Jump to content
Sign in to follow this  
onesaintsfan

2005 210ssi trim sender testing

Recommended Posts

The Problem

Trim gauge has stopped working in the 4-in-1 cluster

Access to engine compartment is a royal PITA !!!

New 4-in-1 gauge is unavailable 

The Boat

2005 Chaparral 210 SSI rear bench seat and 2 captains chairs

5.0 Mercruiser 2bl V8

Alpha 1 outdrive

249 hours. 

Never in saltwater, stored inside a garage when not used.

Always flushed when brought home

Always properly winterized

What I have done

Attempted adjustment of sender  ( no response)

Took apart sender and inspected ( Very clean with factory grease still intact] 

cleaned and regreased contacts   ( no response)

disconnected plugs behind gauge and attempted to clean contacts,  re-greased and plugged back in ( no response)
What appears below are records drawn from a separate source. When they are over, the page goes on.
PR #3109, opened 2025-11-24
Fix OpObjectExtraction setup

btbest:
Since it looks like I won't be implementing cross-role metadata porting in `OpObjectExtraction` anymore, I figured we might still want this fix independently.

This fixes a bug where `OpObjectExtraction` never called `setupOutputs` because `LabelImageCacheInput` is never ready. The code looks like it's supposed to be used when saving/loading Tracking projects, but even there it doesn't seem this input is serialized. If it was, it would be broken, given that `setupOutputs` contains two errors :)

Now the setup is actually called, this might end up modifying the block shape in the cache, but it looks like a sensible modification to make...

### DIFF
--- a/ilastik/applets/objectExtraction/opObjectExtraction.py
+++ b/ilastik/applets/objectExtraction/opObjectExtraction.py
@@ -338,7 +338,7 @@ class OpObjectExtractionBase(Operator, ABC):
     # For other workflows, output has rtype=ArrayLike, indexed by (t)
 
     CleanLabelBlocks = OutputSlot()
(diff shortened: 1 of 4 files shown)


k-dominik (approved):
The cache will be setup to an inefficient value (whole timeseries per default), which would for sure result in slowdowns if this output was shown.
This can happen in object feature selection, where "Object centers" layer is available to view.
Activating this layer will in the old setting result in the whole time series being processed and, hence, in a potentially long delay! (I felt it was faster to show the centers of the first frame).
Awesome that you fixed this and also actually fixed the implementation.

PR #233, opened 2024-04-11
[1884, 1854] Move connected delegate server action to client

ferrodri:
Here is the preview link: https://agora-next-iqh1yhlzs-voteagora.vercel.app/

Leave it as a draft PR in case you want to change the route URL @Flip-Liquid

---

## PR-Codex overview
The focus of this PR is to refactor the `useConnectedDelegate` hook to optimize data fetching and implement retry logic for delegate voting power updates.

### Detailed summary
- Removed `fetchConnectedDelegate` function
- Refactored data fetching using `api.get`
- Implemented retry logic with exponential backoff for delegate voting power updates

### DIFF
--- a/src/hooks/useConnectedDelegate.ts
+++ b/src/hooks/useConnectedDelegate.ts
@@ -6,6 +6,12 @@ import { useQuery } from "@tanstack/react-query";
 import AgoraAPI from "@/app/lib/agoraAPI";
 import Tenant from "@/lib/tenant/tenant";
 
+/**
+ * Define maximum number of retries, max retries 10 means 180 seconds waiting in total (advanced delegation voting power
+ * takes around 120 seconds to update)
+ */
+const MAX_RETRIES = 10;
+
 function timeout(ms: number) {
   return new Promise((resolve) => setTimeout(resolve, ms));
 }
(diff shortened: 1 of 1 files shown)


andreitr (changes requested):
I am a bit concerned about uncontrolled retry attempts. The retry logic in the code does not have a limit on the number of retries. This could potentially lead to an infinite loop. I will send you a code sample in Slack.

src/hooks/useConnectedDelegate.ts
```diff
@@ -24,35 +30,54 @@ const useConnectedDelegate = () => {
...
          */
         if (
           delegatee.votingPower === refetchDelegate.prevVotingPowerDelegatee
         ) {
-          await timeout(2000);
-          const _retries = retries + 1;
-          setRetries(_retries);
+          // Check if maximum retries has been reached
+          if (retries < MAX_RETRIES) {
+            // Implement exponential backoff
```
Flip-Liquid, line 57: @ferrodri nice work on the retries. can we refac this into something reusable for other components? we'll probably need safe retry logic in other places in our app

src/hooks/useConnectedDelegate.ts
```diff
@@ -24,35 +30,54 @@ const useConnectedDelegate = () => {
...
         return { delegate, advancedDelegators, balance };
       } else if (refetchDelegate) {
         // When refetchDelegate is true, if last voting power is equal to actual it means indexer has not indexed the
         // new voting power
         if (delegate.votingPower === lastVotingPower) {
-          await timeout(2000);
-          const _retries = retries + 1;
-          setRetries(_retries);
+          // Check if maximum retries has been reached
+          if (retries < MAX_RETRIES) {
```
Flip-Liquid, line 72: nice work. can we DRY this?

Flip-Liquid:
@ferrodri looks like this got merged before I had a chance to review here.

Have we considered instead rendering this on the server? I'd rather prefer that approach, since this was not one of the public routes we were planning for (but can definitely design and talk about)

Flip-Liquid:
@stepandel & I also talked about spec-driven API development. since we're adding each of these routes to our public API surface, anyone can go out and access them. For public routes at least, I think we're going to prefer a dev process where we propose, review, and apply changes to our formal API specification, use this specification to autogenerate typescript types, documentation, and potentially client code, and then implement the routes for consumption. 

let's all talk @ferrodri @andreitr @stepandel about a good approach we can take here for adding new endpoints.

ferrodri:
> @ferrodri looks like this got merged before I had a chance to review here.
> 
> Have we considered instead rendering this on the server? I'd rather prefer that approach, since this was not one of the public routes we were planning for (but can definitely design and talk about)

Hi @Flip-Liquid this was already implemented on the server and live during the past month. To be honest this is a minor improvement, but can improve performance if there is another server action being run. I did this improvement since Yitong and other users reported a slow loading of their profile info. Furthermore, I think later on we should optimize these queries on the backend since it still looks slow. But maybe moving it to the server back again is not a good idea?

src/hooks/useConnectedDelegate.ts
ferrodri: will implement this in another PR

src/hooks/useConnectedDelegate.ts
ferrodri: will implement this in another PR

gauge responds very little when beating on face of 4-in-1 cluster but only moves a minimal distance ( also of note my tach bounces around until a beat on it as well

called Cecil Marine and spoke with tech. Says very unlikely gauge is bad and suggested checking sender with ohm meter

Trim limit sender functions as normal

Questions

At what location would you check the ohms on this boat. Due to poor design access to rear of engine where wires come into the boat is almost totally inaccessible without literally taking the rear of the boat apart 

trim tilt pump is only slightly better. 

would't stand to reason that since you can move the gauge slightly by beating on the face indicate a bad gauge?

what would be the proper Ohm range if i can get to a place to test it?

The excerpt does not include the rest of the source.